(RECORDS FOR THIS TASK Opens)

PR #9642, opened 2020-12-14
Extract app config from deployment config

### LINKED ISSUE #9417: Make StubServletConfig private and remove every usage this class in the code outside of ServletDeployer
`ServletDeployer` is total evil.
Its method `createDeploymentConfiguration`  is used from everywhere and its usage is just buggy.
The only purpose of this method is: create a deployment configuration for a _automatically deployed servlet_.
It may not be used for anything else.

But it's used since sometimes some code wants deployment configuration just "because".
The problem is : this deployment configuration doesn't belong to anything.
If I try to set initial parameters via Servlet (and e.g. in most cases in OSGi this is the only way to set the parameters) they are ignore by _MAGIC_ without any clear reason.
I've spent ages to understand what's broken with my servlet registration: in fact nothing is broken but servlet deployment config is never invoked.
Instead some fake config is used.
This is extremely inconvenient / unclear and unacceptable. 

Classes which invokes `createDeploymentConfiguration` at least are: `VaadinAppShellInitializer`, `DevModeInitializer`.

denis-anisimov:
fixes #9417


flow-server/src/test/java/com/vaadin/flow/server/CustomUIClassLoaderTest.java
```diff
@@ -59,8 +62,12 @@ public void testWithDefaultClassLoader() throws Exception {
...
         Properties properties = new Properties();
         properties.put(InitParameters.UI_PARAMETER, MyUI.class.getName());
-        return new DefaultDeploymentConfiguration(CustomUIClassLoaderTest.class,
-                properties);
+        ApplicationConfiguration config = Mockito
+                .mock(ApplicationConfiguration.class);
+        Mockito.when(config.getPropertyNames())
+                .thenReturn(Collections.emptyEnumeration());
+        return new DefaultDeploymentConfiguration(config,
+                CustomUIClassLoaderTest.class, properties);
```
pleku, line 70: non-blocking, can be ignored sincethis is not that common except the couple of first test classes in the review:
```
        ApplicationConfiguration appConfig = Mockito
                .mock(ApplicationConfiguration.class);
        Mockito.when(appConfig.getPropertyNames())
                .thenReturn(Collections.emptyEnumeration());
```
 Could this bit of code could have been added to be an `EmptyMockDeploymentConfiguration(...)` or something to have to less c/p things to create this. Or add an utility method for the tests to reuse for creating this with given class & properties

flow-server/src/test/java/com/vaadin/flow/server/communication/UidlRequestHandlerTest.java
```diff
@@ -227,53 +232,33 @@ public void should_not_modify_non_MPR_Uidl() throws Exception {
...
-            "  \"barMethod\", [{}, {}]" +
-            " ],[]" +
-            "]," +
-            "\"meta\": {}, \"resources\": {},\"typeMappings\": {},\"typeInheritanceMap\": {}, \"timings\": []";
-
-        String locationChange =
-            "\"change\", {\"pid\": \"0\"}, [\"0\", {\"id\": \"0\", \"location\": \"http://localhost:9998/#!away\"}]";
-
-        String hashRpc =
-             "window.location.hash = '!away';";
```
pleku, line 273: Can you please revert this formatting change and add the missing `//@formatter:on` and `//@formatter:off` around it to avoid unnecessary changes in the future ?

fusion-endpoint/src/test/java/com/vaadin/flow/server/startup/fusion/DevModeInitializerEndpointTest.java
```diff
@@ -128,105 +132,61 @@ public void teardown() throws Exception, SecurityException {
...
-                    generatedOpenApiJson.exists());
-        } finally {
-            if (originalJavaSourceFolder != null) {
-                System.setProperty("vaadin." 
-                    + CONNECT_JAVA_SOURCE_FOLDER_TOKEN, originalJavaSourceFolder);
-            } else {
-                System.clearProperty("vaadin." 
-                    + CONNECT_JAVA_SOURCE_FOLDER_TOKEN);
-            }
-            generatedOpenApiJson.delete();
```
pleku, line 160: Why was this cleanup removed ?

fusion-endpoint/src/test/java/com/vaadin/flow/server/startup/fusion/DevModeInitializerEndpointTest.java
```diff
@@ -128,105 +132,61 @@ public void teardown() throws Exception, SecurityException {
...
-        }
```
pleku, line 191: Why was this cleanup removed ?

fusion-endpoint/src/test/java/com/vaadin/flow/server/startup/fusion/DevModeInitializerEndpointTest.java
```diff
@@ -128,105 +132,61 @@ public void teardown() throws Exception, SecurityException {
...
-            assertTrue(ts2.exists());
-        } finally {
-            if (originalJavaSourceFolder != null) {
-                System.setProperty("vaadin." 
-                    + CONNECT_JAVA_SOURCE_FOLDER_TOKEN, originalJavaSourceFolder);
-            } else {
-                System.clearProperty("vaadin." 
-                    + CONNECT_JAVA_SOURCE_FOLDER_TOKEN);
-            }
-        }
```
pleku, line 229: Why was this cleanup removed ?

flow-server/src/test/java/com/vaadin/flow/server/DeploymentConfigurationFactoryTest.java
```diff
@@ -359,34 +292,35 @@ public void shouldNotThrow_tokenFileFoldersExist() throws Exception {
     }
 
     @Test
-    public void externalStatsFileTrue_predefinedContext() throws Exception {
```
pleku, line 362: This and the next external stats tests are removed but there is no replacement ?

pleku (commented):
Mostly questions

flow-server/src/main/java/com/vaadin/flow/server/DeploymentConfigurationFactory.java
```diff
@@ -126,21 +108,10 @@ public static DeploymentConfiguration createPropertyDeploymentConfiguration(
      * @throws VaadinConfigurationException
      *             thrown if property construction fails
      */
-    protected static Properties createInitParameters(
-            Class<?> systemPropertyBaseClass, VaadinConfig vaadinConfig)
-            throws VaadinConfigurationException {
+    protected Properties createInitParameters(Class<?> systemPropertyBaseClass,
+            VaadinConfig vaadinConfig) throws VaadinConfigurationException {
```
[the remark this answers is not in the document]
denis-anisimov: The warning is valid.
The exception is not thrown anymore because the code related to the deprecated annotation handling is removed along with the annotation.
Exception should be removed.

flow-server/src/main/java/com/vaadin/flow/server/DeploymentConfigurationFactory.java
```diff
@@ -67,14 +50,9 @@
...
             + "'flow-build-info.json' via running 'prepare-frontend' Maven goal.";
 
-    public static final String DEV_FOLDER_MISSING_MESSAGE = "Running project in development mode with no access to folder '%s'.%n"
-            + "Build project in production mode instead, see https://vaadin.com/docs/v15/flow/production/tutorial-production-mode-basic.html";
     private static final Logger logger = LoggerFactory
             .getLogger(DeploymentConfigurationFactory.class);
 
-    private DeploymentConfigurationFactory() {
-    }
-
```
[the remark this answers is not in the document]
denis-anisimov: The class may not be called `Factory`  as it has static methods only.
Factory is a generic pattern which is used via an instance to create something.
`static` methods may be considered as a factory methods _but_ the methods only may be considered as factory methods (not a whole class).
The class which contains only static methods is a `Helper` but not a factory.
So the name was confusing from the very beginning.

Several reason apart of that:
- It's possible to extend `DeploymentConfigurationFactory` now . (it's not possible to use the custom subclass but it's possible to allow to use it in the future: `Lookup`  can be used to get a `DeploymentConfigurationFactory` and then it will be possible to customize it via providing own config).
- `DeploymentConfigurationFactory` extends `AbstractConfigurationFactory` . `AbstractConfigurationFactory` contains methods which are used in subclasses of `AbstractConfigurationFactory`: `DefaultApplicationConfigurationFactory` is a real factory whose instance is used to create an `ApplicationConfiguration` and the `AbstractConfigurationFactory::getConfigParametersUsingTokenData`  method has to be an instance method ( so this method may not be used in the `static`  method as is. I would have been make an instance of `DeploymentConfigurationFactory` to use it which is absolutely ugly).
- Technically  `DeploymentConfigurationFactory`  is done consistently now with `DefaultApplicationConfigurationFactory` .
- Testing became much easier with correctly used patterns.

flow-server/src/main/java/com/vaadin/flow/server/DeploymentConfigurationFactory.java
```diff
@@ -87,10 +65,12 @@ private DeploymentConfigurationFactory() {
      * @throws VaadinConfigurationException
      *             thrown if property construction fails
      */
-    public static DeploymentConfiguration createDeploymentConfiguration(
```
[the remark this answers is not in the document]
denis-anisimov: I would like to avoid keeping `static` methods because of several reasons:
- as mentioned factory should be an object (not a class with static methods)
- I don't see any reason why would you want to use the methods in your app: they allow to make a deployment configuration and _the only purpose of this configuration_ is to create a `VaadinService` which should be created out of the box for the end developer.

I'm pretty sure that if you need to create a DeploymentConfiguration via those methods then you are doing something wrong (like eliminated code with `StubConfig` in `ServletContainerInitializer`  impls).

I may return back the static deprecated methods but I really would like to avoid this.
Do we have to keep backward compatibility in `6.0`?

flow-server/src/main/java/com/vaadin/flow/server/PropertyDeploymentConfiguration.java
```diff
@@ -43,22 +45,31 @@
...
      * @param systemPropertyBaseClass
      *            the class that should be used as a basis when reading system
      *            properties
      * @param initParameters
      *            the init parameters that should make up the foundation for
      *            this configuration
      */
-    public PropertyDeploymentConfiguration(Class<?> systemPropertyBaseClass,
-            Properties initParameters) {
+    public PropertyDeploymentConfiguration(
```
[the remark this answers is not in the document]
denis-anisimov: I'm not sure whether I get your concern right.....

But indeed I don't like `isOwnProperty` call here. The implementation is fragile indeed.

But fragility is non removable. It comes from the essence of configuration design.
`DeploymentConfiguration`  is an interface but it has a mixture of API and implementation methods.

E.g. `isProductionMode` is API method.
`getStringProperty` is an implementation method which should have been defined in an abstract class to reuse it in subclasses.

But we have what we have: 
- `isProductionMode`  whose value technically is based on `SERVLET_PARAMETER_PRODUCTION_MODE` property and `getStringProperty` is used to get the property value. **BUT**  `getStringProperty` doesn't have to be respected in `isProductionMode`  implementation since it's a totally different method. `isProductionMode`  may be implemented in one way and `getStringProperty` for `SERVLET_PARAMETER_PRODUCTION_MODE`  in another way. That's the consequence of the "API" design.
- As a result there are 4 cases to consider for `DeploymentConfiguration`:  `isProductionMode`  impl, `SERVLET_PARAMETER_PRODUCTION_MODE`  property value , `isProductionMode`  impl for _parent_ `ApplicationConfiguration` and `SERVLET_PARAMETER_PRODUCTION_MODE`  property value for _parent_ `ApplicationConfiguration`.

`DeploymentConfiguration` and `ApplicationConfiguration` properties are merged because `DeploymentConfiguration` should contain properties from the parent config as well.
But then `getApplicationProperty` (and `getStringProperty`  which is based on this method) _MAY NOT_ be used to implement `isProduction`: because `getApplicationProperty` asks for `DeploymentConfiguration` first and then it asks for  `ApplicationConfiguration` property. 
As a result `ApplicationConfiguration::isProductionMode` is ignored in this case. 
So only "implementation level" of the configuration design based on properties works. And this is wrong.

That's why I had to add `isOwnProperty`.

I can use another method for `isProductionMode`  implementation instead `getBooleanProperty` : yes.
But then I will have to introduce:
- override for `getBooleanProperty()` based on override for `getStringProperty`
- override for `getStringProperty()` : since the current impl may not be used as is ( described above why)
- override for `getApplicationProperty` which doesn't take into account parent properties.

So instead of one  `isOwnProperty` there will be 3 new methods.
And what's worst here: is you add one more property to the config (a new API method) then you won't be able to get _which_ `getBooleanProperty`/ `getStringProperty`/ `getApplicationProperty` to use: there will be couple of methods for every name.

I consider this as even more fragile : 3 additional methods which is too easy to mix up with the method having the same name.

I don't have strong opinion on this. I've decided that is `isOwnProperty` introduces less problems comparing to any other approach which I had as optional.

If you see the good proper way to solve this issue then I will be happy to apply it here.

flow-server/src/main/java/com/vaadin/flow/server/VaadinServletConfiguration.java
```diff
@@ -1,124 +0,0 @@
...
- *             servlet is automatically registered and this annotation serves
- *             very little purpose.
- *
- * @author Vaadin Ltd
- * @since 1.0
- */
-@Retention(RetentionPolicy.RUNTIME)
-@Target(ElementType.TYPE)
-@Deprecated
-public @interface VaadinServletConfiguration {
```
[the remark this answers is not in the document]
denis-anisimov: yes, at least I see mentions of VaadinServletConfiguration is docs.
https://github.com/vaadin/docs/issues/73

flow-server/src/main/java/com/vaadin/flow/server/startup/AbstractConfigurationFactory.java
```diff
@@ -151,16 +157,6 @@
...
-    /**
-     * Sets to the dev mode properties to the configuration parameters.
-     * 
-     * @see #getConfigParametersUsingTokenData(JsonObject)
-     * 
-     * @param params
-     *            the configuration parameters to set dev mode properties to
-     * @param buildInfo
-     *            the token file data
-     */
```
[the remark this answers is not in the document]
denis-anisimov: Because of merge.
More PRs produces more problems with merge.

flow-server/src/main/java/com/vaadin/flow/server/startup/DefaultApplicationConfigurationFactory.java
```diff
@@ -78,25 +86,55 @@ public VaadinContext getContext() {
...
+     * 
+     * @param context
+     *            the Vaadin context, not {@code null}
+     * @param chunk
+     *            the fallback chunk, may be {@code null}
+     * @param properties
+     *            the context parameters, not {@code null}
+     * @return a new application configuration instance
+     */
+    protected ApplicationConfigurationImpl doCreate(VaadinContext context,
```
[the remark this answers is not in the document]
denis-anisimov: `create` contains an impl which you will have to repeat in your subclass and you don't want to do this for sure.

The implementation of `ItApplicationConfigurationFactory` is the answer.

flow-server/src/test/java/com/vaadin/flow/server/CustomUIClassLoaderTest.java
denis-anisimov: In the perfect world the tests should have been written so that they reuse some common code, yes.
But in the real world I've been going though many many unrelated tests  and fixed them one by one.
It was quite hard to understand what common cases they have.

I would consider this as a separate task since tests fixing was extremely annoying.
It's not that much code which is repeated and it's quite likely that this repetition won't be a repetition during code evolution. Then it will be just double work: unify and then de-unify.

(RECORDS FOR THIS TASK Closes)

### WORK INSTRUCTIONS
From the first line of the data above through the line containing "is just buggy.", set each line down again exactly; include both ends and omit everything else.

### RESPONSE
PR #9642, opened 2020-12-14
Extract app config from deployment config

### LINKED ISSUE #9417: Make StubServletConfig private and remove every usage this class in the code outside of ServletDeployer
`ServletDeployer` is total evil.
Its method `createDeploymentConfiguration`  is used from everywhere and its usage is just buggy.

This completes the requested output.